**Task directions**:
Could you give every record again, exactly as it reads?

**Records supplied**:
- - -

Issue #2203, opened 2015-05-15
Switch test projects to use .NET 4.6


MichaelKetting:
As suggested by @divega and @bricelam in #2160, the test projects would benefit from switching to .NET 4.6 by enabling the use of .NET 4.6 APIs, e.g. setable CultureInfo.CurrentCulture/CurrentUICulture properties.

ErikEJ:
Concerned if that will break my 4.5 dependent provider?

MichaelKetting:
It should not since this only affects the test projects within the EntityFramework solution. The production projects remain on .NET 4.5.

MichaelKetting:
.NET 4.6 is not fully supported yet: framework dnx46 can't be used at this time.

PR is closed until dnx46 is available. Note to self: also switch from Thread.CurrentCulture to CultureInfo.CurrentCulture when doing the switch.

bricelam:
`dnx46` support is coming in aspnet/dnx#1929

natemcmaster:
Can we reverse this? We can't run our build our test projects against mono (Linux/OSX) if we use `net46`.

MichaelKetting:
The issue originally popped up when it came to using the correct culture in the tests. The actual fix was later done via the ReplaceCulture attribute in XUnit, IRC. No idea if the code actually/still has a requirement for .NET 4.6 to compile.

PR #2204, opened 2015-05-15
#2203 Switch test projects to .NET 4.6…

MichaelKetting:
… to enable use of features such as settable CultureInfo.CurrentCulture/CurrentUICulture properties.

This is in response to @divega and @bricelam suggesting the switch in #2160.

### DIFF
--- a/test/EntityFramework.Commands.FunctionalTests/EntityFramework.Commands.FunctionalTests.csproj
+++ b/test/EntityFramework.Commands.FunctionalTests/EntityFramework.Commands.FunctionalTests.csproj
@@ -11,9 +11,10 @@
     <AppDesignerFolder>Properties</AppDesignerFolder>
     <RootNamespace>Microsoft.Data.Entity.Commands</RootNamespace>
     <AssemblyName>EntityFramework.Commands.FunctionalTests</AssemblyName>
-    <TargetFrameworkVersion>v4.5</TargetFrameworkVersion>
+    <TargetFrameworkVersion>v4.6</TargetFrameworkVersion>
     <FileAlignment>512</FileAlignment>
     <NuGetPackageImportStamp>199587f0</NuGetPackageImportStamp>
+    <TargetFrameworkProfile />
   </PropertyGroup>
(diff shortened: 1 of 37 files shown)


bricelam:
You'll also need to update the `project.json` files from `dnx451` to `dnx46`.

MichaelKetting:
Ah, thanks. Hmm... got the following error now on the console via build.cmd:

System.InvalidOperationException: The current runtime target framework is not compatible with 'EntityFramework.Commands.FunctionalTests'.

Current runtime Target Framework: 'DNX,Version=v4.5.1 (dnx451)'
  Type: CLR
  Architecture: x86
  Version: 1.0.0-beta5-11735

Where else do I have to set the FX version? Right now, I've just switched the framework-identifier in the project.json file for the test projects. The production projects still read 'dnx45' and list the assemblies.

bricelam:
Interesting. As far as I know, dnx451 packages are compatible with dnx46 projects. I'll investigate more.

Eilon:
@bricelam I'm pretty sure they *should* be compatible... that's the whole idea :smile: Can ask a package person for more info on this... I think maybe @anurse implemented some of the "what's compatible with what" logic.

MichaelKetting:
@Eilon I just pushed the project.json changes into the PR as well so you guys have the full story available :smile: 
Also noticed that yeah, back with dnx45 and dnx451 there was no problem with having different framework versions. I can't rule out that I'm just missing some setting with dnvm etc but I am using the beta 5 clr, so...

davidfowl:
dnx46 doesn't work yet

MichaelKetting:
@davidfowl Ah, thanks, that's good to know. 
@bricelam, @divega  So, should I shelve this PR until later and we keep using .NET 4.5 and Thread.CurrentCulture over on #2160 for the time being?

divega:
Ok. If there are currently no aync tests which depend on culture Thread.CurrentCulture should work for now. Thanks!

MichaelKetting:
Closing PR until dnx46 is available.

- - -

**Task answer**:
Issue #2203, opened 2015-05-15
Switch test projects to use .NET 4.6


MichaelKetting:
As suggested by @divega and @bricelam in #2160, the test projects would benefit from switching to .NET 4.6 by enabling the use of .NET 4.6 APIs, e.g. setable CultureInfo.CurrentCulture/CurrentUICulture properties.

ErikEJ:
Concerned if that will break my 4.5 dependent provider?

MichaelKetting:
It should not since this only affects the test projects within the EntityFramework solution. The production projects remain on .NET 4.5.

MichaelKetting:
.NET 4.6 is not fully supported yet: framework dnx46 can't be used at this time.

PR is closed until dnx46 is available. Note to self: also switch from Thread.CurrentCulture to CultureInfo.CurrentCulture when doing the switch.

bricelam:
`dnx46` support is coming in aspnet/dnx#1929

natemcmaster:
Can we reverse this? We can't run our build our test projects against mono (Linux/OSX) if we use `net46`.

MichaelKetting:
The issue originally popped up when it came to using the correct culture in the tests. The actual fix was later done via the ReplaceCulture attribute in XUnit, IRC. No idea if the code actually/still has a requirement for .NET 4.6 to compile.

PR #2204, opened 2015-05-15
#2203 Switch test projects to .NET 4.6…

MichaelKetting:
… to enable use of features such as settable CultureInfo.CurrentCulture/CurrentUICulture properties.

This is in response to @divega and @bricelam suggesting the switch in #2160.

### DIFF
--- a/test/EntityFramework.Commands.FunctionalTests/EntityFramework.Commands.FunctionalTests.csproj
+++ b/test/EntityFramework.Commands.FunctionalTests/EntityFramework.Commands.FunctionalTests.csproj
@@ -11,9 +11,10 @@
     <AppDesignerFolder>Properties</AppDesignerFolder>
     <RootNamespace>Microsoft.Data.Entity.Commands</RootNamespace>
     <AssemblyName>EntityFramework.Commands.FunctionalTests</AssemblyName>
-    <TargetFrameworkVersion>v4.5</TargetFrameworkVersion>
+    <TargetFrameworkVersion>v4.6</TargetFrameworkVersion>
     <FileAlignment>512</FileAlignment>
     <NuGetPackageImportStamp>199587f0</NuGetPackageImportStamp>
+    <TargetFrameworkProfile />
   </PropertyGroup>
(diff shortened: 1 of 37 files shown)


bricelam:
You'll also need to update the `project.json` files from `dnx451` to `dnx46`.

MichaelKetting:
Ah, thanks. Hmm... got the following error now on the console via build.cmd:

System.InvalidOperationException: The current runtime target framework is not compatible with 'EntityFramework.Commands.FunctionalTests'.

Current runtime Target Framework: 'DNX,Version=v4.5.1 (dnx451)'
  Type: CLR
  Architecture: x86
  Version: 1.0.0-beta5-11735

Where else do I have to set the FX version? Right now, I've just switched the framework-identifier in the project.json file for the test projects. The production projects still read 'dnx45' and list the assemblies.

bricelam:
Interesting. As far as I know, dnx451 packages are compatible with dnx46 projects. I'll investigate more.

Eilon:
@bricelam I'm pretty sure they *should* be compatible... that's the whole idea :smile: Can ask a package person for more info on this... I think maybe @anurse implemented some of the "what's compatible with what" logic.

MichaelKetting:
@Eilon I just pushed the project.json changes into the PR as well so you guys have the full story available :smile: 
Also noticed that yeah, back with dnx45 and dnx451 there was no problem with having different framework versions. I can't rule out that I'm just missing some setting with dnvm etc but I am using the beta 5 clr, so...

davidfowl:
dnx46 doesn't work yet

MichaelKetting:
@davidfowl Ah, thanks, that's good to know. 
@bricelam, @divega  So, should I shelve this PR until later and we keep using .NET 4.5 and Thread.CurrentCulture over on #2160 for the time being?

divega:
Ok. If there are currently no aync tests which depend on culture Thread.CurrentCulture should work for now. Thanks!

MichaelKetting:
Closing PR until dnx46 is available.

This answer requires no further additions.